Stored data entries
----------------

PR #95, opened 2019-11-27
Displaying file diffs between two versions

awead:
Shows the changes to files between two work versions. The versions may be of any type, either draft or published. Changed file names are shown using the same method as metadata changes. Any removed or added files are show as differently-colored rows in the table.
Screen Shot 2019-11-27 at 2 02 51 PM

### DIFF
--- a/app/services/file_version_membership_diff.rb
+++ b/app/services/file_version_membership_diff.rb
@@ -1,0 +1,79 @@
+# frozen_string_literal: true
+
+# @abstract Returns a hash with the differences between the file memberships of two WorkVersions. Renamed files
+# is array of tuples, each with a FileVersionMembership, representating the two changed memberships. Added and deleted
+# files are returned as arrays of FileVersionMembership objects.
+# @example Given two objects with two different titles
+#   >  FileVersionMembershipDiff.call(obj1, obj2)
+#   => {
+#        renamed:
+#          [
+#            [FileVersionMembership, FileVersionMembership],
+#            [FileVersionMembership, FileVersionMembership]
+#          ]
+#        added: [FileVersionMembership, FileVersionMembership],
+#        deleted: [FileVersionMembership]
+#      }
+#
+class FileVersionMembershipDiff
+  # @param obj1 [WorkVersion]
+  # @param obj2 [WorkVersion]
+  def self.call(*args)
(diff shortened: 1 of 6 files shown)


awead:
@rschenk the test failure is unrelated to the PR. I should be able to fix that up later today.

app/services/file_version_membership_diff.rb
```diff
@@ -0,0 +1,74 @@
...
+
+  def diff
+    { renamed: renamed, deleted: deleted, added: added }
+  end
+
+  # @return [Array<[FileVersionMembership, FileVersionMembership]>]
+  def renamed
+    renamed_file_resource_ids.map do |id|
+      original_file = base_version_memberships.where(file_resource_id: id).first
+      renamed_file = comparison_version_memberships.where(file_resource_id: id).first
```
rschenk: The above two lines query the database unnecessarily with the `where`. We can change this to `Enumerable#find` (not to be confused with the ActiveRecord method of the same name) to do this finding in memory rather than another round trip to the DB

app/services/file_version_membership_diff.rb
```diff
@@ -0,0 +1,74 @@
...
+    def base_version_memberships
+      @base_version_memberships ||= base_version.file_version_memberships
+    end
+
+    def comparison_version_memberships
+      @comparison_version_memberships ||= comparison_version.file_version_memberships
+    end
+
+    def renamed_file_resource_ids
+      @renamed_file_resource_ids ||= base_version.file_resources.map(&:id) & comparison_version.file_resources.map(&:id)
```
rschenk: This line queries the database for all the `file_resources`, then loads their ActiveRecords into memory, just to pull out their `id`. Since the `FileResourceMembership` contains a foreign key to the FileResource, we can change this to just mapping the `:file_resource_id` on the `file_version_memberships`, this avoiding two database queries. 

Also storing the result of this intersection as some kind of indexed enumerable (Hash or Set) rather than an Array will give us a totally negligible speed boost when looking up the membership in `#added` and `#deleted` since we'd be hitting an index (O(log(n))) rather than iterating through an array (O(n)). Doesn't actually matter for lists this small but will make computer scientists smile.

----------------

### Work instruction
Exactly as they stand above, repeat all the records.

### Answer to the exercise
PR #95, opened 2019-11-27
Displaying file diffs between two versions

awead:
Shows the changes to files between two work versions. The versions may be of any type, either draft or published. Changed file names are shown using the same method as metadata changes. Any removed or added files are show as differently-colored rows in the table.
Screen Shot 2019-11-27 at 2 02 51 PM

### DIFF
--- a/app/services/file_version_membership_diff.rb
+++ b/app/services/file_version_membership_diff.rb
@@ -1,0 +1,79 @@
+# frozen_string_literal: true
+
+# @abstract Returns a hash with the differences between the file memberships of two WorkVersions. Renamed files
+# is array of tuples, each with a FileVersionMembership, representating the two changed memberships. Added and deleted
+# files are returned as arrays of FileVersionMembership objects.
+# @example Given two objects with two different titles
+#   >  FileVersionMembershipDiff.call(obj1, obj2)
+#   => {
+#        renamed:
+#          [
+#            [FileVersionMembership, FileVersionMembership],
+#            [FileVersionMembership, FileVersionMembership]
+#          ]
+#        added: [FileVersionMembership, FileVersionMembership],
+#        deleted: [FileVersionMembership]
+#      }
+#
+class FileVersionMembershipDiff
+  # @param obj1 [WorkVersion]
+  # @param obj2 [WorkVersion]
+  def self.call(*args)
(diff shortened: 1 of 6 files shown)


awead:
@rschenk the test failure is unrelated to the PR. I should be able to fix that up later today.

app/services/file_version_membership_diff.rb
```diff
@@ -0,0 +1,74 @@
...
+
+  def diff
+    { renamed: renamed, deleted: deleted, added: added }
+  end
+
+  # @return [Array<[FileVersionMembership, FileVersionMembership]>]
+  def renamed
+    renamed_file_resource_ids.map do |id|
+      original_file = base_version_memberships.where(file_resource_id: id).first
+      renamed_file = comparison_version_memberships.where(file_resource_id: id).first
```
rschenk: The above two lines query the database unnecessarily with the `where`. We can change this to `Enumerable#find` (not to be confused with the ActiveRecord method of the same name) to do this finding in memory rather than another round trip to the DB

app/services/file_version_membership_diff.rb
```diff
@@ -0,0 +1,74 @@
...
+    def base_version_memberships
+      @base_version_memberships ||= base_version.file_version_memberships
+    end
+
+    def comparison_version_memberships
+      @comparison_version_memberships ||= comparison_version.file_version_memberships
+    end
+
+    def renamed_file_resource_ids
+      @renamed_file_resource_ids ||= base_version.file_resources.map(&:id) & comparison_version.file_resources.map(&:id)
```
rschenk: This line queries the database for all the `file_resources`, then loads their ActiveRecords into memory, just to pull out their `id`. Since the `FileResourceMembership` contains a foreign key to the FileResource, we can change this to just mapping the `:file_resource_id` on the `file_version_memberships`, this avoiding two database queries. 

Also storing the result of this intersection as some kind of indexed enumerable (Hash or Set) rather than an Array will give us a totally negligible speed boost when looking up the membership in `#added` and `#deleted` since we'd be hitting an index (O(log(n))) rather than iterating through an array (O(n)). Doesn't actually matter for lists this small but will make computer scientists smile.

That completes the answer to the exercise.